Article Filter output format:

This part of the config allows allows to extract parts for the article response and filter it. It also allows to apply transforms to the data in the fields. It works by adding an array of key elements that should be present in the output. By adding them a key/value to output static values, or a matcher if we would like to filter parts of the original object only.

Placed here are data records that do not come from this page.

PR #379, opened 2018-01-01
Introduces Kinesis Sink + Improves Sink Interface.

pulltab:
Bringing Sink semantics more "in line" with Source semantics:

* sink::Sink now implements a generic new function which generates a
so-called `RunnableSink`. `RunnableSink` exposes an API which allows
users to consume initial state and execute the corresponding Sink as a
thread.

* Implementing sinks are now required to implement an `init` function
rather than a new. This enables new to have a generic, default
implementation which returns `RunnableSink` constructs. `init` serves
the same function as the previous `new`, namely initializing local
state for the given sink.

* Native sink no longer implements its own run function.

A baseline Kinesis sink has been introduced which, currently, accepts only Raw events. This new sink publishes records in batch to Kinesis, bounded by time and space.

### DIFF
--- a/src/sink/kinesis.rs
+++ b/src/sink/kinesis.rs
@@ -94,6 +94,11 @@ impl Sink<KinesisConfig> for Kinesis {
     /// If the given record would put the buffer at capacity, then the contents
     /// are first flushed before the given record is added.
     fn deliver_raw(&mut self, _encoding: metric::Encoding, bytes: Vec<u8>) {
+        let record_too_big = bytes.len() > self.max_bytes_per_batch;
+        if record_too_big {
+            warn!("Discarding record with size {:?} as it is too large to publish!", bytes.len());
+        }
+
         let buffer_too_big = self.buffer_size + bytes.len() > self.max_bytes_per_batch;
         let buffer_too_long = self.buffer.len() > self.max_records_per_batch;;
         if buffer_too_big || buffer_too_long {
--- a/src/sink/kinesis.rs
+++ b/src/sink/kinesis.rs
@@ -1,6 +1,7 @@
 //! Kinesis sink for Raw events.
 
 extern crate base64;
+extern crate rand;
 extern crate rusoto_core;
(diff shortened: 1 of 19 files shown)


pulltab:
This PR is a rebuilt version of #378 from master instead of a feature branch.  #378 will be closed.

@blt This branch runs successfully in llrv.

pulltab:
@blt - fwiw I rebased to the latest master (with the graphite fix) and llrv is still running well.

src/sink/kinesis.rs
```diff
@@ -0,0 +1,215 @@
...
+        let encoded_bytes_len = encoded_bytes.len();
+        let record_too_big = encoded_bytes_len > self.max_bytes_per_batch;
+        if record_too_big {
+            warn!("Discarding encoded record with size {:?} as it is too large to publish!", encoded_bytes_len);
+            return;
+        }
+
+        let buffer_too_big =
+            self.buffer_size + encoded_bytes_len > self.max_bytes_per_batch;
+        let buffer_too_long = self.buffer.len() > self.max_records_per_batch;
```
pulltab: This should be >=.

src/sink/kinesis.rs
```diff
@@ -0,0 +1,215 @@
...
+    /// Encodes and records the given event into the internal buffer.
+    ///
+    /// If the given record would put the buffer at capacity, then the contents
+    /// are first flushed before the given record is added.
+    fn deliver_raw(&mut self, _encoding: metric::Encoding, bytes: Vec<u8>) {
+        let encoded_bytes = base64::encode(&bytes).into_bytes();
+        let encoded_bytes_len = encoded_bytes.len();
+        let record_too_big = encoded_bytes_len > self.max_bytes_per_batch;
+        if record_too_big {
+            warn!("Discarding encoded record with size {:?} as it is too large to publish!", encoded_bytes_len);
```
pulltab: We should add some internal telemetry here so that we can catch this case.

Issue #380, opened 2018-01-01
Graphite Source Emitting Points Very Slowly


pulltab:
After change the graphite source to a mio event loop, the stream handling logic no longer properly processes newline delimited metric blobs from upstream clients such as collectd.

Instead the graphite source only parses one metric per mio event, which translates to one metric every time a batch of events is published.

After experimentation is appears that the following holds true:

* EOF delimites batches of newline delimited metrics.

* We receive one mio readiness event per batch.

Given the above observations, it should be safe reintroduce reading metric lines in a loop until EOF is reached.

PR #381, opened 2018-01-01
Fixes Graphite Consumption Regression.

pulltab:
The mio event loops introduced since 0.8.6 brought with them a regression in
the Graphite source in which one metric is emitted per mio
readiness interval.

This change brings us back to the previous behavior wherein each EOF
delimited payload is parsed in its entirety before the Graphite source
returns to polling for System events.


pulltab:
Resolves #380

PR #101, opened 2026-02-21
Read SSH username from ~/.ssh/config for bip scout

### LINKED ISSUE #99: `bip scout` fails with "authentication failed" when remote SSH username differs from local OS username
`bip scout` always uses the local OS username (via `os/user.Current()`) as the SSH username. It does not read `~/.ssh/config`, so per-host `User` directives are ignored. On institutional clusters where remote usernames commonly differ from local macOS usernames, this causes all connections to fail:

```
"SSH authentication failed for server. Check ~/.ssh/config and ensure your key is authorized"
```

The error message suggests a key problem, but the actual cause is a username mismatch. The keys are fine — the server simply rejects the unknown username.

## Who is affected

Anyone whose remote SSH username differs from their local OS username. This is common in academic and institutional environments:

| Local (macOS) | Remote (cluster) |
|---------------|------------------|
| `johndoe` | `jdoe` |
| `jane.smith` | `jsmith` |

Users whose local and remote usernames match are not affected.

## Root cause

`internal/scout/ssh.go` unconditionally uses the OS username:

```go
username := ""
if u, err := user.Current(); err == nil {
    username = u.Username
}
```

The `SSHConfig` struct in `internal/scout/types.go` has no `user` field, so there is no way to override this.

## Proposed fix

Add an optional `user` field to `SSHConfig`. When set, use it for all SSH connections (both proxy jump and target servers). When omitted, fall back to the OS username so existing configurations are unaffected.

### `internal/scout/types.go`

```go
type SSHConfig struct {
    User           string `yaml:"user,omitempty"`
    ProxyJump      string `yaml:"proxy_jump,omitempty"`
    ConnectTimeout int    `yaml:"connect_timeout,omitempty"`
}
```

### `internal/scout/ssh.go`

```go
// Use configured SSH user, falling back to current OS user
username := cfg.User
if username == "" {
    if u, err := user.Current(); err == nil {
        username = u.Username
    }
}
```

### `servers.yml` usage

```yaml
servers:
  - name: server
  - pattern: "anotherserver{01..05}"
    has_gpu: true

ssh:
  user: jdoe                      # Remote SSH username
  proxy_jump: login.example.com
```

The `user` field is applied to all server connections, including the proxy jump host.

## How to diagnose

1. Check what username `bip scout` sends without `ssh.user`:
   ```bash
   whoami
   ```

2. Compare with what the remote servers expect:
   ```bash
   ssh your-server whoami
   ```
   Or check your SSH config:
   ```bash
   grep -i "user " ~/.ssh/config
   ```

3. If the two differ, this bug is the cause.

## Updated SSHConfig reference

| Field | Required | Default | Description |
|-------|----------|---------|-------------|
| `user` | no | OS username | SSH username for all connections (proxy and targets) |
| `proxy_jump` | no | (none) | Bastion/jump host for ProxyJump connections |
| `connect_timeout` | no | 10 | Timeout in seconds per connection |

matsen:
🤖

## Summary

- Parses `~/.ssh/config` to resolve per-host `User` directives, so `bip scout` respects the same username configuration as `ssh(1)`
- Resolves username at both the proxy jump level (in `NewSSHClient`) and per-target-server level (in `RunCommand`) for full fidelity
- Falls back to OS username when no config match is found, preserving existing behavior

Closes #99

## Test plan

- [x] Unit tests for SSH config parsing: exact match, wildcard, multi-pattern, first-match-wins, empty config, empty hostname
- [x] All existing tests pass (`go test ./...`)
- [ ] Manual verification on a system where remote SSH username differs from local OS username

### DIFF
--- a/internal/scout/ssh.go
+++ b/internal/scout/ssh.go
@@ -5,12 +5,62 @@ import (
 	"net"
 	"os"
 	"os/user"
+	"path/filepath"
 	"strings"
 	"time"
 
 	"golang.org/x/crypto/ssh"
 	"golang.org/x/crypto/ssh/agent"
 )
+
+// sshConfigUser returns the SSH User directive from ~/.ssh/config for the
+// given host, or "" if none is found or the file cannot be read.
+// It matches the first Host block whose pattern matches the given hostname.
+func sshConfigUser(hostname string) string {
+	if hostname == "" {
+		return ""
+	}
+	home, err := os.UserHomeDir()
+	if err != nil {
+		return ""
+	}
+	data, err := os.ReadFile(filepath.Join(home, ".ssh", "config"))
+	if err != nil {
+		return ""
+	}
+	return parseSSHConfigUser(string(data), hostname)
+}
+
+// parseSSHConfigUser extracts the User directive for hostname from SSH config content.
+func parseSSHConfigUser(configData, hostname string) string {
+	var inMatchingBlock bool
+	for _, line := range strings.Split(configData, "\n") {
+		line = strings.TrimSpace(line)
+		if line == "" || strings.HasPrefix(line, "#") {
+			continue
+		}
+		fields := strings.Fields(line)
+		if len(fields) < 2 {
+			continue
+		}
+		key := strings.ToLower(fields[0])
+
+		if key == "host" {
+			inMatchingBlock = false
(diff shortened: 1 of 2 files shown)


matsen:
Added!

| key | description | | :--------: | :------------------------------------------------------------------------------------------------------------------------------------------------------------------------------------------------------------------------------------------------------------------------------: | | key | destination json key for the object (if format is csv, this value will be ommited) | | value | value if we would like to output a static value associated with the key | | matcher | Jexl matcher to filter objects | | transforms | Jexl supports transforms to be added to a matcher, therefore, we add a static list of transformer fucntions in jexlTransforms.js class, and load them into jexl, to use them in order, just match the name of that function into the array |

Please see default.json for transforms, and matcher examples and Jexl page.

If we need to add more transformer functions to the config, we add a new function into jexlTransforms

    const urlExtraneousRemoval = () => {
      return {
        name: 'urlExtraneousRemoval',
        method: urlString => URLStringBuilder.buildRemovingExtraneous(urlString)
      };
    };

Where the name returned is the name of the transform fucntion, and the method is the method to added to Jexl List of transforms. Then add the new transformer as an export

    module.exports = {
      urlExtraneousRemoval
    };

Then this function is available to be used in the transforms array for the inputTransformation array, articleFilterOutput.

Code structure:

The processor

The batch processor service is an express.js server app with no routing, its single goal is to pool for new files to be processed from ibm cloud storage. This works by starting the services in ./app.js and doing processor.init(). The service gets objects from ibm cloud storage by checking their name, and etag to inspect changes (in case the same file is uploaded multiple times).

The server/processor/processor.js: is responsible for waiting and pooling new files from ibm cloudstorage to be analysed
The server/processor/processorOrchestrator.js: is responsible for reading a file with multiple urls from ibm cloud storage, prepare a batch and save it, by either using a stream or an object put.
The server/processor/controllers/processorOrchestrator.js: is responsible for reading a file with multiple urls from ibm cloud storage, and save it, by either using a stream or an object put.
The server/processor/controllers/report/: contains controllers to create report or article streams.
The server/processor/controllers/jsonFilter/: applies transfomrs and/or filtering to article objects as per processing mode configuration.
The server/processor/controllers/objectOutputBuilder.js: is used to convert objects to their desired output format.
The server/processor/controllers/storageCache.js: is used to build a local cache of processed cloud storage objects, as means to complement the db article_process table.

Once a batch ends up in the articleQueue file, it ends up being processed individually through brand-safety-tools orchestrator file.

Unit tests

Unit tests, are written using Jest framework, and can be run by doing npm test in the terminal. An HTML coverage report is available in link.

Folder structure goes as follows:

### Tests structure: A unit test should attempt to test one condition of the class/module it is testing. tests name should follow:

test('<method name>() <condition to test>, <expected return value>')

an example:

test('filter() with config, articleFilterOutput and removeUnmatchedFilteredArticle set to false, throws an error', () => {}

describe() should be aggregate tests in the following order of preference:

aggregate tests within a test file.
aggregate a complex/finicky logical scenario.
aggregate tests around a method.
a test file should never test more or have describes that test more than one file.